#### Problem to solve:
The data below has to be returned exactly, down to the last character.

#### Records:
•••••
PR #103, opened 2025-10-22
chore(resolver): on imprecise lookup return most-recent files

fmoessbauer:
When doing a lookup of a source package, whereby the source package has multiple name / version identical entries on the snapshot mirror (e.g. because it was re-signed over time without changing the content), we now only return the most-recent version. By that, we avoid the name collisions in the download directory. We further can't do any better, as we do not know which version was used when generating the SBOM.

The case where we have precise data (e.g. a checksum) is not changed. There, we still iterate all artifacts and return the one with matching checksum.

### DIFF
--- a/src/debsbom/download/resolver.py
+++ b/src/debsbom/download/resolver.py
@@ -101,7 +101,29 @@ class PersistentResolverCache(PackageResolverCache):
 
 class UpstreamResolver:
     """
-    Helper to lookup packages on an upstream snapshot server.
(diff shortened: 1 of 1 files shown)


Urist-McGit:
I think we are getting to a point where the whole lookup needs some documentation on how it is done and where caveats are. We always handle packages with checksums correctly, but packages without checksums can never be identified with 100% accuracy. We take a good guess there, so that should be documented

PR #105, opened 2025-10-22
fix(cli): print json output only with --json

tamilari:
Fixes: 16ce863 ("feat(cli): add --json option for download cmd")


fmoessbauer (approved):
Thanks

PR #106, opened 2025-10-22
fix(reference): correcly resolve dependencies of arch-all packages

fmoessbauer:
Architecture all packages can depend on architecture native packages. This was missed when adding the multi-arch support, as only the direction arch=<...> -> arch=all was mapped but not the other way round. As we might have multiple architecture specific dependencies with the same name and version at a time, we need to explicitly resolve to the native arch. We now read this from the rootfs if not explicitly specified by the caller.


src/debsbom/commands/generate.py
```diff
@@ -78,3 +79,9 @@ def setup_parser(cls, parser):
             help="create SBOM from a package list passed via stdin",
             action="store_true",
         )
+        parser.add_argument(
+            "--distro-arch",
+            type=str,
+            help="native dpkg architecture of the distro (default: %(default)s)",
+            default="amd64",
```
Urist-McGit: We use a default here, but the parsing of the dpkg native arch only happens if nothing is passed. So the user can never pass anything here to make it auto-detect. I think the default should be nothing, we auto-detect, and if that fails the user has to explicitly give an architecture

PR #108, opened 2025-10-23
Fix merging of checksums for merge command

Urist-McGit:
The merging of checksums for components/packages was not done correctly for both formats. Additionally when the checksums mismatch we raise an error now. Add tests for these cases too.

### DIFF
--- a/tests/data/checksum-merge-bad.cdx.json
+++ b/tests/data/checksum-merge-bad.cdx.json
@@ -1,0 +1,67 @@
+{
+    "components": [
+        {
+            "bom-ref": "pkg:deb/debian/example-pkg@1.0.0?arch=amd64",
+            "group": "debian",
+            "name": "example-pkg",
+            "properties": [
+                {
+                    "name": "section"
+                }
+            ],
+            "purl": "pkg:deb/debian/example-pkg@1.0.0?arch=amd64",
+            "type": "library",
+            "version": "1.0.0",
+            "hashes": [
+                {
+                    "alg": "MD5",
+                    "content": "37f5724421f3cfedfa0ceaf9b48473dd"
+                },
+                {
+                    "alg": "SHA-256",
+                    "content": "10b684e6d5a68698e9370585285f3bf858aecea6f25f70453bc9b204daa7d6f1"
+                }
+            ]
+        }
+    ],
+    "dependencies": [
+        {
+            "dependsOn": [
+                "pkg:deb/debian/example-pkg@1.0.0?arch=amd64"
+            ],
+            "ref": "CDXRef-checksum-merge-md5"
+        },
+        {
+            "ref": "pkg:deb/debian/example-pkg@1.0.0?arch=amd64"
+        }
+    ],
+    "metadata": {
+        "component": {
+            "bom-ref": "CDXRef-checksum-merge-md5",
+            "name": "md5",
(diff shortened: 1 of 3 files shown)


src/debsbom/merge/cdx.py
```diff
@@ -8,6 +8,7 @@
 from cyclonedx.model.dependency import Dependency
 import itertools
```
fmoessbauer: Please add a fixes tag

src/debsbom/merge/cdx.py
```diff
@@ -28,12 +29,11 @@ def _merge_component(self, component: Component, other: Component):
...
-            if component.hashes is None:
-                component.hashes = []
-            for component_hash in component.hashes:
-                if component_hash not in component.hashes:
-                    component.hashes.append(component_hash)
+        if component.hashes is None:
+            component.hashes = SortedSet([])
+        for component_hash in other.hashes:
+            if component_hash not in component.hashes:
+                component.hashes.add(component_hash)
```
fmoessbauer: IMHO the merging is more complicated: If we have a checksum in both components, these must match. Otherwise the the components cannot be merged (either we raise an exception, or just file a warning and take the first component). This needs to be checked for each checksum.

fmoessbauer: As we were told in [1], this assumption does not always hold (it should hold on semantic level, but not on bit-level). I'm wondering why this should be complicated to implement. Just iterate all hashes of the self package and compare with matching entries from the other package before merging the hashes.

[1] https://lists.debian.org/debian-snapshot/2025/10/msg00002.html

src/debsbom/merge/cdx.py
```diff
@@ -23,20 +23,33 @@ def _merge_component(self, component: Component, other: Component):
         # merge all fields that we use in our SBOMs, all other fields
         # are either part of the PURL or the PURL itself, and these
         # must match before merging
+
+        if component.hashes is None:
+            component.hashes = SortedSet([])
+        if other.hashes:
```
fmoessbauer: Avoid one level of cyclomatic complexity by using `for ... in other.hashes or []`. But I'm also wondering why we iterate the sorted set (why sorted?) and not simply the dict. Then we could just check against the other set with `other.hash.get(algo)`. For me, this code is really hard to read.

src/debsbom/merge/spdx.py
```diff
@@ -44,17 +45,31 @@ def _hash_relationship(cls, rel: Relationship) -> int:
...
-        if package.supplier == SpdxNoAssertion():
-            package.supplier = other.supplier
 
         if package.checksums is None:
             package.checksums = []
         if other.checksums:
-            for checksum in other.checksums:
-                if checksum not in package.checksums:
-                    package.checksums.append(checksum)
+            for other_chksum in other.checksums:
```
fmoessbauer: Same thing here. `for other_chksum in other.checksums or []` to avoid one level of indentation.

src/debsbom/merge/cdx.py
Urist-McGit: CDX expects a `SortedSet` in the field, passing anything else causes an error. I could create a list first and convert it later, but this seemed the easier way.

What dict are you refererring to?

fmoessbauer (approved):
•••••
#### Task output:
PR #103, opened 2025-10-22
chore(resolver): on imprecise lookup return most-recent files

fmoessbauer:
When doing a lookup of a source package, whereby the source package has multiple name / version identical entries on the snapshot mirror (e.g. because it was re-signed over time without changing the content), we now only return the most-recent version. By that, we avoid the name collisions in the download directory. We further can't do any better, as we do not know which version was used when generating the SBOM.

The case where we have precise data (e.g. a checksum) is not changed. There, we still iterate all artifacts and return the one with matching checksum.

### DIFF
--- a/src/debsbom/download/resolver.py
+++ b/src/debsbom/download/resolver.py
@@ -101,7 +101,29 @@ class PersistentResolverCache(PackageResolverCache):
 
 class UpstreamResolver:
     """
-    Helper to lookup packages on an upstream snapshot server.
(diff shortened: 1 of 1 files shown)


Urist-McGit:
I think we are getting to a point where the whole lookup needs some documentation on how it is done and where caveats are. We always handle packages with checksums correctly, but packages without checksums can never be identified with 100% accuracy. We take a good guess there, so that should be documented

PR #105, opened 2025-10-22
fix(cli): print json output only with --json

tamilari:
Fixes: 16ce863 ("feat(cli): add --json option for download cmd")


fmoessbauer (approved):
Thanks

PR #106, opened 2025-10-22
fix(reference): correcly resolve dependencies of arch-all packages

fmoessbauer:
Architecture all packages can depend on architecture native packages. This was missed when adding the multi-arch support, as only the direction arch=<...> -> arch=all was mapped but not the other way round. As we might have multiple architecture specific dependencies with the same name and version at a time, we need to explicitly resolve to the native arch. We now read this from the rootfs if not explicitly specified by the caller.


src/debsbom/commands/generate.py
```diff
@@ -78,3 +79,9 @@ def setup_parser(cls, parser):
             help="create SBOM from a package list passed via stdin",
             action="store_true",
         )
+        parser.add_argument(
+            "--distro-arch",
+            type=str,
+            help="native dpkg architecture of the distro (default: %(default)s)",
+            default="amd64",
```
Urist-McGit: We use a default here, but the parsing of the dpkg native arch only happens if nothing is passed. So the user can never pass anything here to make it auto-detect. I think the default should be nothing, we auto-detect, and if that fails the user has to explicitly give an architecture

PR #108, opened 2025-10-23
Fix merging of checksums for merge command

Urist-McGit:
The merging of checksums for components/packages was not done correctly for both formats. Additionally when the checksums mismatch we raise an error now. Add tests for these cases too.

### DIFF
--- a/tests/data/checksum-merge-bad.cdx.json
+++ b/tests/data/checksum-merge-bad.cdx.json
@@ -1,0 +1,67 @@
+{
+    "components": [
+        {
+            "bom-ref": "pkg:deb/debian/example-pkg@1.0.0?arch=amd64",
+            "group": "debian",
+            "name": "example-pkg",
+            "properties": [
+                {
+                    "name": "section"
+                }
+            ],
+            "purl": "pkg:deb/debian/example-pkg@1.0.0?arch=amd64",
+            "type": "library",
+            "version": "1.0.0",
+            "hashes": [
+                {
+                    "alg": "MD5",
+                    "content": "37f5724421f3cfedfa0ceaf9b48473dd"
+                },
+                {
+                    "alg": "SHA-256",
+                    "content": "10b684e6d5a68698e9370585285f3bf858aecea6f25f70453bc9b204daa7d6f1"
+                }
+            ]
+        }
+    ],
+    "dependencies": [
+        {
+            "dependsOn": [
+                "pkg:deb/debian/example-pkg@1.0.0?arch=amd64"
+            ],
+            "ref": "CDXRef-checksum-merge-md5"
+        },
+        {
+            "ref": "pkg:deb/debian/example-pkg@1.0.0?arch=amd64"
+        }
+    ],
+    "metadata": {
+        "component": {
+            "bom-ref": "CDXRef-checksum-merge-md5",
+            "name": "md5",
(diff shortened: 1 of 3 files shown)


src/debsbom/merge/cdx.py
```diff
@@ -8,6 +8,7 @@
 from cyclonedx.model.dependency import Dependency
 import itertools
```
fmoessbauer: Please add a fixes tag

src/debsbom/merge/cdx.py
```diff
@@ -28,12 +29,11 @@ def _merge_component(self, component: Component, other: Component):
...
-            if component.hashes is None:
-                component.hashes = []
-            for component_hash in component.hashes:
-                if component_hash not in component.hashes:
-                    component.hashes.append(component_hash)
+        if component.hashes is None:
+            component.hashes = SortedSet([])
+        for component_hash in other.hashes:
+            if component_hash not in component.hashes:
+                component.hashes.add(component_hash)
```
fmoessbauer: IMHO the merging is more complicated: If we have a checksum in both components, these must match. Otherwise the the components cannot be merged (either we raise an exception, or just file a warning and take the first component). This needs to be checked for each checksum.

fmoessbauer: As we were told in [1], this assumption does not always hold (it should hold on semantic level, but not on bit-level). I'm wondering why this should be complicated to implement. Just iterate all hashes of the self package and compare with matching entries from the other package before merging the hashes.

[1] https://lists.debian.org/debian-snapshot/2025/10/msg00002.html

src/debsbom/merge/cdx.py
```diff
@@ -23,20 +23,33 @@ def _merge_component(self, component: Component, other: Component):
         # merge all fields that we use in our SBOMs, all other fields
         # are either part of the PURL or the PURL itself, and these
         # must match before merging
+
+        if component.hashes is None:
+            component.hashes = SortedSet([])
+        if other.hashes:
```
fmoessbauer: Avoid one level of cyclomatic complexity by using `for ... in other.hashes or []`. But I'm also wondering why we iterate the sorted set (why sorted?) and not simply the dict. Then we could just check against the other set with `other.hash.get(algo)`. For me, this code is really hard to read.

src/debsbom/merge/spdx.py
```diff
@@ -44,17 +45,31 @@ def _hash_relationship(cls, rel: Relationship) -> int:
...
-        if package.supplier == SpdxNoAssertion():
-            package.supplier = other.supplier
 
         if package.checksums is None:
             package.checksums = []
         if other.checksums:
-            for checksum in other.checksums:
-                if checksum not in package.checksums:
-                    package.checksums.append(checksum)
+            for other_chksum in other.checksums:
```
fmoessbauer: Same thing here. `for other_chksum in other.checksums or []` to avoid one level of indentation.

src/debsbom/merge/cdx.py
Urist-McGit: CDX expects a `SortedSet` in the field, passing anything else causes an error. I could create a list first and convert it later, but this seemed the easier way.

What dict are you refererring to?

fmoessbauer (approved):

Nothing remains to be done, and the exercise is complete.